The March meeting will be about pinyon-juniper dynamics, fuel succession and fire effects: reconciling management objectives with the current state of knowledge. Dr. Peter Weisberg, Professor of Landscape Ecology at University of Nevada, Reno, will be presenting the results of his research.
He will provide a broad overview of what is known about vegetation change and fire ecology of pinyon-juniper woodlands in the Great Basin. Across the range of pinyon-juniper woodland in the western United States there has been a marked increase in area burned and average fire size over the past three decades. However, observed fire rotations have remained within historical ranges as reconstructed by tree-ring based fire history studies, and recent fire regime trends in pinyon-juniper woodlands have been similar to those of other regional land-cover types.
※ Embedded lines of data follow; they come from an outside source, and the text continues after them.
PR #12005, opened 2019-02-22
fix(gatsby): normalize component path casing

### LINKED ISSUE #11688: Error: RelayParser: Encountered duplicate defintitions for one or more documents
## Description

Building a blog / portfolio with GatsbyJS and I'm struggling with this issue. I had the website working for the most part but all of a sudden it's stopped working. Really not sure why. The error doesn't make much sense to me. Hoping someone cold help me work out why.

### Steps to reproduce

https://github.com/ChildishhAlbino/childishhalbino.github.io/tree/problem-fixing 

Above is a git repo with the project as I last left it. 
1. run NPM install for node packages
2. Run gatsby develop.
3. Visit localhost/8000

An error screen should appear with the above error.

### Expected result

* Page should load without errors. 
* There should be 3 blog posts with the content from the /posts/ markdown files. 
* The 'about' tab should display 3 'cards' each with information from the /bio/ markdown files.
* The blurb should load with information from the 'blurb.md' file.

There will be warnings. There are some imports that aren't being used but aside from that everything should be fine.

### Actual result

* Page will not load -> returns above error.
* Unsure how else to describe the issue.

### Environment

Run `npx gatsby info --clipboard` in your project directory and paste the output here.

System:
    OS: Windows 10
    CPU: (4) x64 Intel(R) Core(TM) i5-6600K CPU @ 3.50GHz
  Binaries:
    npm: 6.4.1 - D:\Software Development\Languages, Frameworks,
etc\nodeJs\npm.CMD
  Languages:
    Python: 3.7.0 - C:\Users\conno\AppData\Local\Programs\Python\Python37-32\python.EXE
  Browsers:
    Edge: 42.17134.1.0
  npmPackages:
    gatsby: ^2.0.118 => 2.0.118
    gatsby-image: ^2.0.19 => 2.0.29
    gatsby-plugin-buildtime-timezone: ^1.0.3 => 1.0.3
    gatsby-plugin-manifest: ^2.0.7 => 2.0.17
    gatsby-plugin-offline: ^2.0.23 => 2.0.23
    gatsby-plugin-react-helmet: ^3.0.1 => 3.0.6
    gatsby-plugin-sass: ^2.0.2 => 2.0.10
    gatsby-plugin-sharp: ^2.0.11 => 2.0.20
    gatsby-source-filesystem: ^2.0.6 => 2.0.20
    gatsby-transformer-remark: ^2.2.4 => 2.2.4
    gatsby-transformer-sharp: ^2.1.7 => 2.1.13

error The system cannot find the path specified.

  Error: The system cannot find the path specified.

  - envinfo.js:1 Function.e.exports.sync
    [childishhalbino.github.io]/[envinfo]/dist/envinfo.js:1:4970
  - envinfo.js:1 Object.copySync
    [childishhalbino.github.io]/[envinfo]/dist/envinfo.js:1:6694    8

  - envinfo.js:1 Object.t.writeSync.e [as writeSync]
    [childishhalbino.github.io]/[envinfo]/dist/envinfo.js:1:4877    7

  - envinfo.js:1
    [childishhalbino.github.io]/[envinfo]/dist/envinfo.js:1:4693    4

  - envinfo.js:1 Promise.all.then.e
    [childishhalbino.github.io]/[envinfo]/dist/envinfo.js:1:4694    9

  - util.js:16 tryCatcher
    [childishhalbino.github.io]/[bluebird]/js/release/util.js:16    :23

  - promise.js:512 Promise._settlePromiseFromHandler
    [childishhalbino.github.io]/[bluebird]/js/release/promise.js    :512:31

  - promise.js:569 Promise._settlePromise
    [childishhalbino.github.io]/[bluebird]/js/release/promise.js    :569:18

  - promise.js:614 Promise._settlePromise0
    [childishhalbino.github.io]/[bluebird]/js/release/promise.js    :614:10

  - promise.js:694 Promise._settlePromises
    [childishhalbino.github.io]/[bluebird]/js/release/promise.js    :694:18

  - promise.js:638 Promise._fulfill
    [childishhalbino.github.io]/[bluebird]/js/release/promise.js    :638:18

  - promise_array.js:126 PromiseArray._resolve
    [childishhalbino.github.io]/[bluebird]/js/release/promise_ar    ray.js:126:19

  - promise_array.js:144 PromiseArray._promiseFulfilled
    [childishhalbino.github.io]/[bluebird]/js/release/promise_ar    ray.js:144:14

  - promise.js:574 Promise._settlePromise
    [childishhalbino.github.io]/[bluebird]/js/release/promise.js    :574:26

  - promise.js:614 Promise._settlePromise0
    [childishhalbino.github.io]/[bluebird]/js/release/promise.js    :614:10

  - promise.js:694 Promise._settlePromises
    [childishhalbino.github.io]/[bluebird]/js/release/promise.js    :694:18

error UNHANDLED REJECTION

  Error: The system cannot find the path specified.

  - envinfo.js:1 Function.e.exports.sync
    [childishhalbino.github.io]/[envinfo]/dist/envinfo.js:1:4970
  - envinfo.js:1 Object.copySync
    [childishhalbino.github.io]/[envinfo]/dist/envinfo.js:1:6694    8

  - envinfo.js:1 Object.t.writeSync.e [as writeSync]
    [childishhalbino.github.io]/[envinfo]/dist/envinfo.js:1:4877    7

  - envinfo.js:1
    [childishhalbino.github.io]/[envinfo]/dist/envinfo.js:1:4693    4

  - envinfo.js:1 Promise.all.then.e
    [childishhalbino.github.io]/[envinfo]/dist/envinfo.js:1:4694    9

  - util.js:16 tryCatcher
    [childishhalbino.github.io]/[bluebird]/js/release/util.js:16    :23

  - promise.js:512 Promise._settlePromiseFromHandler
    [childishhalbino.github.io]/[bluebird]/js/release/promise.js    :512:31

  - promise.js:569 Promise._settlePromise
    [childishhalbino.github.io]/[bluebird]/js/release/promise.js    :569:18

  - promise.js:614 Promise._settlePromise0
    [childishhalbino.github.io]/[bluebird]/js/release/promise.js    :614:10

  - promise.js:694 Promise._settlePromises
    [childishhalbino.github.io]/[bluebird]/js/release/promise.js    :694:18

  - promise.js:638 Promise._fulfill
    [childishhalbino.github.io]/[bluebird]/js/release/promise.js    :638:18

  - promise_array.js:126 PromiseArray._resolve
    [childishhalbino.github.io]/[bluebird]/js/release/promise_ar    ray.js:126:19

  - promise_array.js:144 PromiseArray._promiseFulfilled
    [childishhalbino.github.io]/[bluebird]/js/release/promise_ar    ray.js:144:14

  - promise.js:574 Promise._settlePromise
    [childishhalbino.github.io]/[bluebird]/js/release/promise.js    :574:26

  - promise.js:614 Promise._settlePromise0
    [childishhalbino.github.io]/[bluebird]/js/release/promise.js    :614:10

  - promise.js:694 Promise._settlePromises
    [childishhalbino.github.io]/[bluebird]/js/release/promise.js    :694:18

pieh:
If user create page with programmatic `createPage` and this path doesn't fully match exact casing that is on system, relay-compiler throws:

```
RelayParser: Encountered duplicate defintitions for one or more documents
```

That's because in our [query-compiler](https://github.com/gatsbyjs/gatsby/blob/93bbe2b0600c24d6c1d79f007cab34e6f68ce18c/packages/gatsby/src/internal-plugins/query-runner/query-compiler.js#L100) we grab every js files from source directory, add page templates and run resulting array through `_.uniq`. If there is case missmatch between auto extract files from `src` directory and page component path, we end up with duplicates, causing same query to be extracted twice.

This adds sanity check, automatically adjust casing if it doesn't match exactly and show warning (as casing differences will cause CI/CD that uses case sensitive file system to fail with "file doesn't exist" error.

Example output:
screenshot 2019-02-22 at 22 18 09

Fixes #11688


packages/gatsby/src/redux/actions.js
```diff
@@ -195,6 +198,39 @@ ${reservedFields.map(f => `  * "${f}"`).join(`\n`)}
...
+              if (letter !== trueComponentPath[index]) {
+                return `^`
+              }
+              return ` `
+            })
+            .join(``)
+
+          report.warn(
+            stripIndent`
+          ${name} created a page with a component path that doesn't match casing of file. This will work locally, but will break on Linux (on most CI/CD pipelines).
```
DSchau:
```suggestion
          ${name} created a page with a component path that doesn't match the casing of the actual file. This may work locally, but will break on systems which are case-sensitive, e.g. most CI/CD pipelines.
```

DSchau: nice syntax highlighting ☝️  haha

packages/gatsby/src/redux/actions.js
```diff
@@ -195,6 +198,39 @@ ${reservedFields.map(f => `  * "${f}"`).join(`\n`)}
...
+      // normalize component path
+      page.component = slash(page.component)
+      // check if path uses correct casing - incorrect casing will
+      // casue issues in query compiler and incosistencies when
+      // developing on Mac or Windows and trying to deploy from
+      // linux CI/CD pipeline
+      const trueComponentPath = slash(truePath(page.component))
+      if (trueComponentPath !== page.component) {
+        if (!hasWarnedForPageComponentInvalidCasing.has(page.component)) {
+          const markers = page.component
```
DSchau: Slick idea here 🎉

packages/gatsby/src/redux/actions.js
DSchau: Do we want to add a gatsby.app (or gatsby.dev) short link for this? Worth documenting?

packages/gatsby/src/redux/actions.js
```diff
@@ -195,6 +198,39 @@ ${reservedFields.map(f => `  * "${f}"`).join(`\n`)}
       console.log(``)
       console.log(page)
       noPageOrComponent = true
+    } else if (page.component) {
+      // normalize component path
+      page.component = slash(page.component)
+      // check if path uses correct casing - incorrect casing will
+      // casue issues in query compiler and incosistencies when
```
DSchau: nit

```suggestion
      // cause issues in query compiler and inconsistencies when
```

packages/gatsby/src/redux/actions.js
pieh: I think this hopefully is more selfexplaining than async `createPages` warning, so I would personally skip creating dedicated page for it (we just try to adjust file casing and pointing where exactly it needs to change)

packages/gatsby/src/redux/actions.js
```diff
@@ -195,6 +198,39 @@ ${reservedFields.map(f => `  * "${f}"`).join(`\n`)}
...
       console.log(page)
       noPageOrComponent = true
+    } else if (page.component) {
+      // normalize component path
+      page.component = slash(page.component)
+      // check if path uses correct casing - incorrect casing will
+      // cause issues in query compiler and inconsistencies when
+      // developing on Mac or Windows and trying to deploy from
+      // linux CI/CD pipeline
+      const trueComponentPath = slash(truePath(page.component))
```
pieh: I was wondering if I should memoize `truePath` as it does use `glob.sync` under the hood so `fs` checking might be excessive

packages/gatsby/src/redux/actions.js
DSchau: Yeah - agreed. I've been thinking it may be a helpful thing to always have a documentation page for errors, but perhaps that's overkill (especially when the error message is self-documenting, as it is here);.

KyleAMathews:
Nice check!

sidharthachatterjee:
Nicely done, @pieh 💯

sidharthachatterjee:
Published in gatsby@2.1.18

rmehner:
🐞 This introduced a breaking bug for us, as true-case-path trips on umlauts.

We had a file in `src/pages` named `röck-döts.js` and it causes the build to break with:

`TypeError: Cannot read property 'replace' of undefined`

I'm still in the process of hunting this down, so far my reproduction case looks like this:

```js
const trueCase = require('true-case-path')

const filePaths = [
  '/Users/rmehner/gatsby-site/src/pages/roeck-doets.js', // this works fine
  '/Users/rmehner/gatsby-site/src/pages/röck-döts.js', // this will yield undefined
]

filePaths.forEach(filePath => {
  console.log(`${filePath}: `, trueCase(filePath))
})
```

(this is on an APFS case-insensitive filesystem on current macOS, might behave differently on something else)

Temporary solution for us is to go back to Gatsby 2.1.17 or to remove the umlauts.

I'll report back once I know more about the root cause.

rmehner:
Okay, found the root cause.

This line: https://github.com/barsh/true-case-path/blob/a1623002cf442ba7b8bb91c6a981cc46c887b85b/index.js#L16

Problem is that since macOS 10.13 the underlying default file system for Macs is no longer HFS+ but APFS (except for non-ssd macs). Apparently they no longer store that as NFD, so it does not need to be normalized.

So as long as this is not fixed upstream, we can't update to a new gatsby version for our gatsby projects (since the projects are in Switzerland, many of them have to deal with Umlauts ;))

Unfortunately the project seems to be not actively maintained, but I've tried my luck here: https://github.com/barsh/true-case-path/issues/9

Let's see where this goes.

DSchau:
@rmehner whoa - sorry about that. Excellent work debugging that behavior and tracing the bug upstream.

We could:

1. Fork and release a fix (if no traction after a day or two on that PR)
1. Introduce some fallback or bail-out if we get undefined for a path

Let's wait a _bit_ to see if we can get the fix upstream, otherwise we can investigate either of the above options.

rmehner:
@DSchau No replies yet. This is somewhat of a gnarly problem, as to properly fix this we'd need to test it on many different file systems. Unless we find another, more compatible approach.

I do have an old mac at home that I could use to test this on HFS+ to make sure it both works on old and new macOS versions, but I have no idea how to do that within an CI environment.

rmehner:
@DSchau there's still no activity on the issue, so I'm not sure what's the best way going forward would be. We're still blocked on upgrading gatsby for that reason.

There's a the V2 PR (https://github.com/barsh/true-case-path/pull/8) that introduces some breaking changes, but fixes the issue (but I can't test this on HFS+ devices).

I'd propose that we wait until mid of next week and if there's still no traction on the other project, I'd fork it and release that version to npm with all attributions and create another PR on gatsby to use this instead of the old version. Or can you think of a better way?

PR #12010, opened 2019-02-23
fix(gatsby): theme component shadow fails when extension is used

jbolda:
## Description
[Imports that include an extension](https://github.com/jbolda/gatsby-theme-bulma/blob/de293e0a417f5f391fef93460a90eb1ae18fcfb0/packages/gatsby-theme-bulma-homepage/src/Hero/HeroTemplateWithArticles.js#L2) will fail component shadowing. Add the extension to `path.basename` that imports with or without will work.

## Related Issues
None


sidharthachatterjee:
Published in gatsby@2.1.18

PR #12016, opened 2019-02-23
Improve the external link checking to prevent false positives behaviour

bartekus:
## Description
This change resolves the issue that was affecting [overreacted.io](https://github.com/gaearon/overreacted.io), and causing false positives warnings in the console.

The implementation uses try-catch guard due to incompatibility with IE, and as such, will fall back to the old way when run on IE.

### DIFF
--- a/packages/gatsby-link/src/index.js
+++ b/packages/gatsby-link/src/index.js
@@ -109,11 +109,22 @@ class GatsbyLink extends React.Component {
       ...rest
     } = this.props
 
-    const LOCAL_URL = /^\/(?!\/)/
-    if (process.env.NODE_ENV !== `production` && !LOCAL_URL.test(to)) {
-      console.warn(
-        `External link ${to} was detected in a Link component. Use the Link component only for internal links. See: https://gatsby.app/internal-links`
-      )
+    if (process.env.NODE_ENV !== `production`) {
+      const LOCAL_URL = /^\/(?!\/)/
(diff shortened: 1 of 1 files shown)


packages/gatsby-link/src/index.js
```diff
@@ -109,11 +109,22 @@ class GatsbyLink extends React.Component {
...
-    if (process.env.NODE_ENV !== `production` && !LOCAL_URL.test(to)) {
-      console.warn(
-        `External link ${to} was detected in a Link component. Use the Link component only for internal links. See: https://gatsby.app/internal-links`
-      )
+    if (process.env.NODE_ENV !== `production`) {
+      const LOCAL_URL = /^\/(?!\/)/
+      const message = `External link ${to} was detected in a Link component. Use the Link component only for internal links. See: https://gatsby.app/internal-links`
+
+      try {
+        const link = new URL(to, window.location)
```
sidharthachatterjee: This is problematic because it'll always revert to the old behaviour (inside the `catch`) during server side rendering since `window` will not be accessible

wardpeet:
Thanks so much for the PR!

Unfortunately, we're not going to merge this at this time. I can't seem to reproduce it or find an issue related to this PR.

As such--we're going to close this out. Feel free to re-open with a linked issue or any information. We want you to know that we certainly want to keep you as a contributor to Gatsby, so we'd encourage you to check out our open issues.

Although there has been a strong pattern of woodland expansion since the late 1800s, not all expansion has been ‘invasion’ arising from historical over-grazing and altered fire regimes, but much has been the result of forest recovery processes, natural stand dynamics, and response to changing climate. Furthermore, recent declines in tree cover associated with drought and fire have nearly balanced expansion over the past three decades. Regardless of the underlying cause, changes in relative tree dominance alter fuelbed structure and potential fire behavior. The dominant pinyon-juniper management paradigm – that he will characterize as “landscape restoration from woodland expansion” – needs to be broadened to maintain resilience of the overall landscape mosaic to climate change, fire regime shifts, annual grass invasions, and other inter-related stressors. Certain management objectives, such as reducing the fire risk to communities, can be achieved through silvicultural practices (e.g. density management, surface or canopy fuels reduction, patch cutting to regenerate understory species within landscape mosaics) that maintain a target level of tree cover and do not necessitate large-scale woodland-to-sagebrush conversion. Pinyon-juniper silviculture can be further developed for flexibly achieving a range of management objectives, aimed at restoring and maintaining diverse, fire-resilient, climate-resilient, mosaic landscapes that provide essential habitat, forage and cultural resources.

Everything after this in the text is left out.